Directions:
Repeat exactly, and only, the lines of the entries below from the one with "Issue #616, opened 2026-06-04" through the one with "### Responsible", both ends included.

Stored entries

_____

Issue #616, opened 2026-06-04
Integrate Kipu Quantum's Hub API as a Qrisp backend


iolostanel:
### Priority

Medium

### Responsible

_____

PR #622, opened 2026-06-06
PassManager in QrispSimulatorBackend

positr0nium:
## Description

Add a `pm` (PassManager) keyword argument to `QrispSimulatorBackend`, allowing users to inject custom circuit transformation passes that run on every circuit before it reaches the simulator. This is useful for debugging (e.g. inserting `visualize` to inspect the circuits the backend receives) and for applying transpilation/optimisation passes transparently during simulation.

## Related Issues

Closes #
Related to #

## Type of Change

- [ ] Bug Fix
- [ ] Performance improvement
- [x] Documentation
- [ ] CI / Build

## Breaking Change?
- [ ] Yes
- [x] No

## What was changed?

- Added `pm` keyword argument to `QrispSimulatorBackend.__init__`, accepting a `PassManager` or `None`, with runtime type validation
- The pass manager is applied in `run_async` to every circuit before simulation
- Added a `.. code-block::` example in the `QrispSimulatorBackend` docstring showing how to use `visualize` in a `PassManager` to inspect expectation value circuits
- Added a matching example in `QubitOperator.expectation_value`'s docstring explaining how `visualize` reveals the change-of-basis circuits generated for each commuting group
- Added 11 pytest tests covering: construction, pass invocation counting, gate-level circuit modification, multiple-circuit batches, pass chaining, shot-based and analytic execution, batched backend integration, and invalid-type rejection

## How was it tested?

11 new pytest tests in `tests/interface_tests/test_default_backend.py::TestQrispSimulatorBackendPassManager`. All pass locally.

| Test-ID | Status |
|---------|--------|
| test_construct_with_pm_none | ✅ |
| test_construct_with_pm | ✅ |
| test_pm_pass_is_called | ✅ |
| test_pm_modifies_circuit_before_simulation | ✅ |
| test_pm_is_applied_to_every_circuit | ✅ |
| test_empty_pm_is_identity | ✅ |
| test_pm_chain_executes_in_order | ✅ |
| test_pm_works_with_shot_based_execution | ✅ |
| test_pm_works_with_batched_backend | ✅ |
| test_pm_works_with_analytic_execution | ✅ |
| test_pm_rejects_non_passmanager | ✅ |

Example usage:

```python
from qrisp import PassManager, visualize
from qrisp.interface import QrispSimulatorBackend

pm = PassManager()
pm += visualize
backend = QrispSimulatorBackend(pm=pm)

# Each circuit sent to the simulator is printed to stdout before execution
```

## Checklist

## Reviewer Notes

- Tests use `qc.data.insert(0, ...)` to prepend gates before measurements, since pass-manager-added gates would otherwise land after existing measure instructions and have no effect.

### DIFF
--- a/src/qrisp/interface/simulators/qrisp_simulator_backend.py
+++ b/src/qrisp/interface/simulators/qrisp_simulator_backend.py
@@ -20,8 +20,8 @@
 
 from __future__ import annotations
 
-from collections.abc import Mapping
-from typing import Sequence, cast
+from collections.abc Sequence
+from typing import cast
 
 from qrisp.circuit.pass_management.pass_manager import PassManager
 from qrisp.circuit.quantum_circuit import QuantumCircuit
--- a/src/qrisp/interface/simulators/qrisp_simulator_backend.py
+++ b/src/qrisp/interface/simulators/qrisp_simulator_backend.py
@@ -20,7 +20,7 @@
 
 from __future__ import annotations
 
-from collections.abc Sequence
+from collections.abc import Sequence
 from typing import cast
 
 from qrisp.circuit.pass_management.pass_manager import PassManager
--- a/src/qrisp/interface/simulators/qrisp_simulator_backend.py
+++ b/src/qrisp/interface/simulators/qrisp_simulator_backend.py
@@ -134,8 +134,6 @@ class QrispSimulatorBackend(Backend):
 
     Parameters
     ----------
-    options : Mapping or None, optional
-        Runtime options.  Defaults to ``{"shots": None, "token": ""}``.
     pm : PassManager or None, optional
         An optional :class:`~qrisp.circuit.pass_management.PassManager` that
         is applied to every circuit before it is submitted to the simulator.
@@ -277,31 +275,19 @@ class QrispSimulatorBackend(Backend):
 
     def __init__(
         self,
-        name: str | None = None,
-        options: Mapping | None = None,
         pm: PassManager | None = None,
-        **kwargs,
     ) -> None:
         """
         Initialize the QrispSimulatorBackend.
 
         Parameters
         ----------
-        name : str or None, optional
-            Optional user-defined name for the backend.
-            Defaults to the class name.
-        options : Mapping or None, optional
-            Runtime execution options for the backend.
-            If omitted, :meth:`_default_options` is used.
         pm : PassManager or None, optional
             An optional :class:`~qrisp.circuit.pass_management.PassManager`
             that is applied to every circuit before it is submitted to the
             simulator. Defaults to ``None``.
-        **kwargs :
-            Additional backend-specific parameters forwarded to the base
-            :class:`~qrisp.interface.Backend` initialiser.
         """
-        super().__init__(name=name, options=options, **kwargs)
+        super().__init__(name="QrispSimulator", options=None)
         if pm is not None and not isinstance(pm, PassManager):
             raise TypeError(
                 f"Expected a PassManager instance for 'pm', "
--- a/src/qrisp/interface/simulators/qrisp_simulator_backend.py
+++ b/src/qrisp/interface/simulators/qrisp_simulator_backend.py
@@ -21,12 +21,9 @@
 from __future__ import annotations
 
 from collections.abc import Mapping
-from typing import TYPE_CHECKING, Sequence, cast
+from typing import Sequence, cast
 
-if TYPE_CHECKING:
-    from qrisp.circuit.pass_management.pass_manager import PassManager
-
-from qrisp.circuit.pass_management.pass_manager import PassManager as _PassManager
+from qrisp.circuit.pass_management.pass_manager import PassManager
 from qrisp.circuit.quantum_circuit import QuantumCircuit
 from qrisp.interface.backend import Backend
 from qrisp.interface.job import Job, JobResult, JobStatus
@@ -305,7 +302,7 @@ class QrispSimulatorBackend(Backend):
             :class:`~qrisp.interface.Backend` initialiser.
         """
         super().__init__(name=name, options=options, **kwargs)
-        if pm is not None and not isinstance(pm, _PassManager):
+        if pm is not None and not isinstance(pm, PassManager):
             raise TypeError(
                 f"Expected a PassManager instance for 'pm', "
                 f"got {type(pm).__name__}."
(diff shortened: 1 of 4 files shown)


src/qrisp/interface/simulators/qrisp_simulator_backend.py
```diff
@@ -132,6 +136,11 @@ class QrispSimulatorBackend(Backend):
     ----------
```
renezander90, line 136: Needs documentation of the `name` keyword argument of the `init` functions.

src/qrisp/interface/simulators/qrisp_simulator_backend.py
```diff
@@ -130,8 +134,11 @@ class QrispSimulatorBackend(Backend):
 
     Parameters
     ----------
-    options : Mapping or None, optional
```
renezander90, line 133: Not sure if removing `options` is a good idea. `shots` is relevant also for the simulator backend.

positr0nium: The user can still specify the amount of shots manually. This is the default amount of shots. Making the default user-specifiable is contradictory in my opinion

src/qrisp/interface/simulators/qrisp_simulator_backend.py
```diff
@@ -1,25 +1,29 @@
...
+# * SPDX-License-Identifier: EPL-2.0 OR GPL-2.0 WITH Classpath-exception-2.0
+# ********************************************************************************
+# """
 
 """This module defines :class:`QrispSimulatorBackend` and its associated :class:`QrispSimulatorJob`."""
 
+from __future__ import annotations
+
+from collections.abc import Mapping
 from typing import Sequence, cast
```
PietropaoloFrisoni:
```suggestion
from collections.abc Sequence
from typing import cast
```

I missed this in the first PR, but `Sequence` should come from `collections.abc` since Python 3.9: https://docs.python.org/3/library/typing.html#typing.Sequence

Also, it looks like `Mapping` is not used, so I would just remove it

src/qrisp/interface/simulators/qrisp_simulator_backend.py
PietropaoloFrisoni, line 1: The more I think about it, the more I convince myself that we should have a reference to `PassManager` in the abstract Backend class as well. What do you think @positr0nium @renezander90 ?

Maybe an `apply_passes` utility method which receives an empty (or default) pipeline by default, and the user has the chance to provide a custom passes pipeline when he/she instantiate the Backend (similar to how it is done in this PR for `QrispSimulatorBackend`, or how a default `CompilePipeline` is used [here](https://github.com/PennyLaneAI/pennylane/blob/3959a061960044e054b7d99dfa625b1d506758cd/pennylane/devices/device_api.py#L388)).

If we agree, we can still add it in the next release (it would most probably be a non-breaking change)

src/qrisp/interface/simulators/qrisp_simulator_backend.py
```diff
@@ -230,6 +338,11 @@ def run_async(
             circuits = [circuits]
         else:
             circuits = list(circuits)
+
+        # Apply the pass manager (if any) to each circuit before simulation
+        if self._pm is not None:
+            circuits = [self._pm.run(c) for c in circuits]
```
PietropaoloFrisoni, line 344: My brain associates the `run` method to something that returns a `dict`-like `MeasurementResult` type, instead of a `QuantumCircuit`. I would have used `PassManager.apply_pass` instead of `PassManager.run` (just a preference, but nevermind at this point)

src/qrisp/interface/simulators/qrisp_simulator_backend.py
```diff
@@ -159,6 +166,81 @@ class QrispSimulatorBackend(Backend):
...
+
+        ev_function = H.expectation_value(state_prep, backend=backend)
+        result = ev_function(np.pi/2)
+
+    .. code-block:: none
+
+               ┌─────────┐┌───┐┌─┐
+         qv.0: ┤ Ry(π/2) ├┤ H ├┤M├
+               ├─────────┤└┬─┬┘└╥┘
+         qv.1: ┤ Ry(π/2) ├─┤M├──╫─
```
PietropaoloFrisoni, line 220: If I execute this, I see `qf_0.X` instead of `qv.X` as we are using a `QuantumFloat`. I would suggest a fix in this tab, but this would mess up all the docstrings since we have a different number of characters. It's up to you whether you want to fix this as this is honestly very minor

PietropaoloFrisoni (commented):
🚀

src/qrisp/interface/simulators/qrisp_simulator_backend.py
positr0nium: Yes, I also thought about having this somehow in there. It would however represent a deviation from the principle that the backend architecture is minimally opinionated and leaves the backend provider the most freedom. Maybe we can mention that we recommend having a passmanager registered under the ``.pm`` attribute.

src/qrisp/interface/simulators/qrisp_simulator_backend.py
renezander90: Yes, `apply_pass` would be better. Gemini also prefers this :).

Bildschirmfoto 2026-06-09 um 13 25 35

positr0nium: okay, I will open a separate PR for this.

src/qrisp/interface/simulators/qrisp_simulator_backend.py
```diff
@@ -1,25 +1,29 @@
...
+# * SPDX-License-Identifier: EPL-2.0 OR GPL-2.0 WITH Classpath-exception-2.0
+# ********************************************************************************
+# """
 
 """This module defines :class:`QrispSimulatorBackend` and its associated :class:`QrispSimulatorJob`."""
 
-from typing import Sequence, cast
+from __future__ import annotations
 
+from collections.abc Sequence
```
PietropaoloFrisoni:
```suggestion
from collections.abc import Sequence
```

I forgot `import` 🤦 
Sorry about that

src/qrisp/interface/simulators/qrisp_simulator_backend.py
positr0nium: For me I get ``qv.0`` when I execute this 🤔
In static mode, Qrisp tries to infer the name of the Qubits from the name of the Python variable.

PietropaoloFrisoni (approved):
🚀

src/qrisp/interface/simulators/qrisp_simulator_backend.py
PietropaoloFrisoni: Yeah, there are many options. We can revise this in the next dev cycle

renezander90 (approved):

_____

Response to this exercise:
Issue #616, opened 2026-06-04
Integrate Kipu Quantum's Hub API as a Qrisp backend


iolostanel:
### Priority

Medium

### Responsible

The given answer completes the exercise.